So the “He could be wrong” counter-argument essentially comes down to “Blizzard is wrong about why they experienced a loss in subscribers because I said so without any objective evidence other than total sub numbers.”

Could Blizzard actually be wrong? Sure. Maybe they actually lost 2 million subs because of the alignment of Praxis-12 Prime with the center of the Andromeda galaxy. But given the incredibly consistent (since February 2011), highly publicized direction shift when it comes to difficulty, it is beyond all reasonable doubt that Blizzard as a whole believes the Cataclysm drop in subscribers was due to Cataclysm being too hard. With the release of LFR and all information revealed about Mists of Pandaria thus far, it is similarly clear that Blizzard is literally betting the $1 billion farm on an easier, more accessible WoW experience.

Consider this fact established.

Truer Words

In the middle of an epicly-long Kotaku article expressing the virtue of Dark Souls’ difficulty, the following lines jumped out and strangled me (emphasis added):

Because you repeat each section of the game so many times, and commit it so firmly to memory, you build up certain tricks and patterns. You achieve mastery, which is satisfying, and yet you always feel like something could go wrong, which is exciting.

When it comes to discussing difficulty in MMOs, I firmly fall on the “make it easy” side of the fence.

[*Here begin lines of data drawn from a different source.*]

PR #4077, opened 2026-08-10
runtime: allow PL1 callers to use AUTHORIZE_AND_STASH with SKIP_STASH

GwangbaeCHOI:
Previously, PL1 callers were rejected unconditionally. Now PL1 is permitted when the SKIP_STASH flag is set, since stashing into DPE is the only PL0-exclusive operation. Adds a test covering the PL1 rejection path when SKIP_STASH is not set.

Also fixes README: LoadAddress and ImageStagingAddress source values were documented as 3/4 but are actually 2/3.

### DIFF
--- a/runtime/README.md
+++ b/runtime/README.md
@@ -1529,7 +1529,7 @@ Command Code: `0x4154_5348` ("ATSH")
 | context     | u8[48]   | Context field for `svn`; e.g., a hash of the public key that authenticated the SVN. |
 | svn         | u32      | The version of the image |
 | flags       | u32      | See AUTHORIZE_AND_STASH_FLAGS below |
-| source      | u32      | This field identifies the source of the digest to be used to compare with the SoC's<br />SHA digest in the SoC Manifest<br /><br />Values<br />1 - InRequest - Use the hash in the 'measurement' field of this command<br /><br />3 - LoadAddress - The image located in the `ImageLoadAddress` will be streamed to the SHA Accelerator to <br />               retrieve the digest that will be used for authorization.<br />4 - ImageStagingAddress - The image located in the `StagingAddress` will be streamed to the SHA Accelerator to<br />               retrieve the digest that will be used for authorization |
+| source      | u32      | This field identifies the source of the digest to be used to compare with the SoC's<br />SHA digest in the SoC Manifest<br /><br />Values<br />1 - InRequest - Use the hash in the 'measurement' field of this command<br /><br />2 - LoadAddress - The image located in the `ImageLoadAddress` will be streamed to the SHA Accelerator to <br />               retrieve the digest that will be used for authorization.<br />3 - ImageStagingAddress - The image located in the `StagingAddress` will be streamed to the SHA Accelerator to<br />               retrieve the digest that will be used for authorization |
 | image_size   | u32      | The size of the image to hash. Only valid if source is `ImageLoadAddress` or `StagingAddress` |
 
 *Table: `AUTHORIZE_AND_STASH_FLAGS` input flags*
--- a/runtime/src/authorize_and_stash.rs
+++ b/runtime/src/authorize_and_stash.rs
@@ -56,16 +56,17 @@ impl AuthorizeAndStashCmd {
         resp: &mut [u8],
     ) -> CaliptraResult<usize> {
         let caller_privilege_level = drivers.caller_privilege_level();
-        match caller_privilege_level {
-            // Only PL0 can call STASH_MEASUREMENT
-            PauserPrivileges::PL0 => (),
-            PauserPrivileges::PL1 => {
-                return Err(CaliptraError::RUNTIME_INCORRECT_PAUSER_PRIVILEGE_LEVEL);
-            }
-        }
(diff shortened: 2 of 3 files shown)


runtime/src/authorize_and_stash.rs
```diff
@@ -56,16 +56,17 @@ impl AuthorizeAndStashCmd {
...
-                return Err(CaliptraError::RUNTIME_INCORRECT_PAUSER_PRIVILEGE_LEVEL);
-            }
-        }
         let locality = drivers.mbox.id();
 
         if let Ok(cmd) = AuthorizeAndStashReq::ref_from_bytes(cmd_args) {
+            let auth_and_stash_flags: AuthAndStashFlags = cmd.flags.into();
+            // PL1 callers may only use AUTHORIZE_AND_STASH with SKIP_STASH set;
+            // stashing into DPE requires PL0.
+            if caller_privilege_level == PauserPrivileges::PL1
```
GwangbaeCHOI, line 65: PL1 user is only allowed to use the authorize portion of the command

runtime/README.md
```diff
@@ -1520,7 +1520,7 @@ Command Code: `0x4154_5348` ("ATSH")
...
+| source      | u32      | This field identifies the source of the digest to be used to compare with the SoC's<br />SHA digest in the SoC Manifest<br /><br />Values<br />1 - InRequest - Use the hash in the 'measurement' field of this command<br /><br />2 - LoadAddress - The image located in the `ImageLoadAddress` will be streamed to the SHA Accelerator to <br />               retrieve the digest that will be used for authorization.<br />3 - ImageStagingAddress - The image located in the `StagingAddress` will be streamed to the SHA Accelerator to<br />               retrieve the digest that will be used for authorization |
```
GwangbaeCHOI, line 1532: Updated together as these numbers do not match with the implementation:

https://github.com/chipsalliance/caliptra-sw/blob/main/api/src/mailbox.rs#L2629-L2658

runtime/tests/runtime_integration_tests/test_authorize_and_stash.rs
```diff
@@ -1684,3 +1684,33 @@ fn test_verify_invalid_manifest() {
     let authorize_and_stash_resp = AuthorizeAndStashResp::read_from_bytes(resp.as_slice()).unwrap();
     assert_eq!(authorize_and_stash_resp.auth_req_result, IMAGE_AUTHORIZED);
 }
+
+#[test]
+fn test_authorize_and_stash_pl1_without_skip_stash_fails() {
```
clundin25, line 1695: Do we have a test that confirms authorize will work for PL1?

clundin25 (dismissed):

runtime/src/authorize_and_stash.rs
zhalvorsen, line 65: This should also return an error if the source is anything besides `InRequest`

runtime/tests/runtime_integration_tests/test_authorize_and_stash.rs
zhalvorsen: It would be good to have such a test

zhalvorsen (dismissed):

runtime/src/authorize_and_stash.rs
GwangbaeCHOI: I'm not sure if allowing other options could be harmful. Can you share your insight?

runtime/tests/runtime_integration_tests/test_authorize_and_stash.rs
GwangbaeCHOI: RIght, it will be better to have it. I will update it.

runtime/src/authorize_and_stash.rs
zhalvorsen: The problem I'm thinking of is allowing PL1 to execute a DMA operation external to the chip that could make it halt if that address is either invalid or not accessible at the time. This would create a denial of service attack for PL1. We have been limiting that trust to only PL0 callers.

When `source` is `ImageHashSource::LoadAddress` or `ImageHashSource::StagingAddress` Caliptra will use the SHA DMA engine to calculate the hash of the image.

GwangbaeCHOI: I see. I think we don't need to worry about such problem as the address is already fixed in the SoC manifest, and a PL1 user can cause a denial of service more easily by acquiring the mailbox lock and waiting. So, I guess the risk is quite low.

runtime/tests/runtime_integration_tests/test_authorize_and_stash.rs
GwangbaeCHOI: It's added.

runtime/src/authorize_and_stash.rs
zhalvorsen: That's fair, the address and size has to be signed by the vendor and owner

clundin25 (approved):

zhalvorsen (approved):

I enjoy difficulty, I enjoy taxing my abilities to their maximum, but I also believe difficulty has its place; specifically, not in waiting for someone else to finally stop failing so I (we) can succeed. Games like Dark Souls work precisely because they are single-player.

That being said… the bold sentence in the quote above is perhaps the most succinct, inspired description of the mechanics of fun I have ever read.

Of Talents and Cookie-Cutting

Other than a flippant, out of context quote post on the subject, I have not spent much time musing on Ghostcrawler’s December 8th DevBlog entitled Seeing the Forest for the Talent Trees. In my eyes, there really is not anything to muse over – once you acknowledge the notion that saying something is “bad game design” simply means you disagree with a subjective decision but want to sound like you are an authority on the subject, there is not much left to say.

However, Doone at TR Red Skies touched on a certain subject that is so perpetually misunderstood that I begin to imagine people are being dense on purpose:

I’ll be bookmarking this blog for the day GC learns that there *will* be a best build with the new talent system.  The fact that he’s got himself deluded into thinking they’ve got the problem solved is shocking.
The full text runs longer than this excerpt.